The wait is over friends the game is now officially available!  btw does anybody know if it will be avaible for the PS3 too?


----------



## Third Eye (Nov 14, 2007)

Crysis - PC only


----------



## dOm1naTOr (Nov 15, 2007)

Crysis worked on ATI X1250 onboard Gfx of M2A VM. I played on 800*600 low and physics set to high.
No lags. The lighting seems better than on 7600Gt set everything to med nd physics to max.
The light of torchlight on rifle is more realistic on X1250 with Sm 2.0 than on SM3.0 7600GT!!!

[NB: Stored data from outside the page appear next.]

PR #24999, opened 2023-07-03
DataGrid - Disable export button when data columns are not visible (T1174225)

Tucchhaa:


js/__internal/grids/data_grid/export/m_export.ts
```diff
@@ -791,13 +797,35 @@ dataGridCore.registerModule('export', {
           }
         },
 
+        _needDisableExportButton(): boolean {
+          const isDataColumnsInvisible = !this._columnsController.hasVisibleDataColumns();
```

It seems crysis has better image quality on ATI cards. And for my 7600Gt, crysis works smoother with forceware 84.xx[yup, dat old one] than the new betas and quality is same or even can be called better!!!


----------



## bikdel (Nov 15, 2007)

@ aravind_n20

great info...

yeah even i think Ati is better supported.. considering the fact that 
Nvidia 6800 GT 256 MB GDDR3 being Faaaaaaaaarr better than Ati 9800 Pro, yet both cards are on the minimum requirements...

i think crytek wants to sabotage nvidia  lolz...


----------



## Harvik780 (Nov 15, 2007)

*Crysis Final Build Screens*

*img2.freeimagehosting.net/uploads/th.29aa8bd34a.jpg *img2.freeimagehosting.net/uploads/th.95ebcebceb.jpg *img2.freeimagehosting.net/uploads/th.39da0fa413.jpg *img2.freeimagehosting.net/uploads/th.ee7a2c241f.jpg

*img2.freeimagehosting.net/uploads/th.13d70d4ff4.jpg *img2.freeimagehosting.net/uploads/th.017c357224.jpg *img2.freeimagehosting.net/uploads/th.e89ca01e1e.jpg *img2.freeimagehosting.net/uploads/th.0a76ad6abb.jpg

*img2.freeimagehosting.net/uploads/th.f4fea7fd6c.jpg *img2.freeimagehosting.net/uploads/th.2c52f63615.jpg *img2.freeimagehosting.net/uploads/th.3339d6fcd0.jpg *img2.freeimagehosting.net/uploads/th.6e00322d46.jpg 

*img2.freeimagehosting.net/uploads/th.c5dac8ee4e.jpg *img2.freeimagehosting.net/uploads/th.70e2eeb2ce.jpg

Settings on *High* in XP with God Rays *ON* and Volumetric Effects and Particles set to medium.Getting FPS around 20-30 AVG.


----------



## assasin (Nov 15, 2007)

^^^  does Crysis perform better under Vista or under xp?


----------



## DiCsA (Nov 15, 2007)

assasin said:
			
		

> ^^^  does Crysis perform better under Vista or under xp?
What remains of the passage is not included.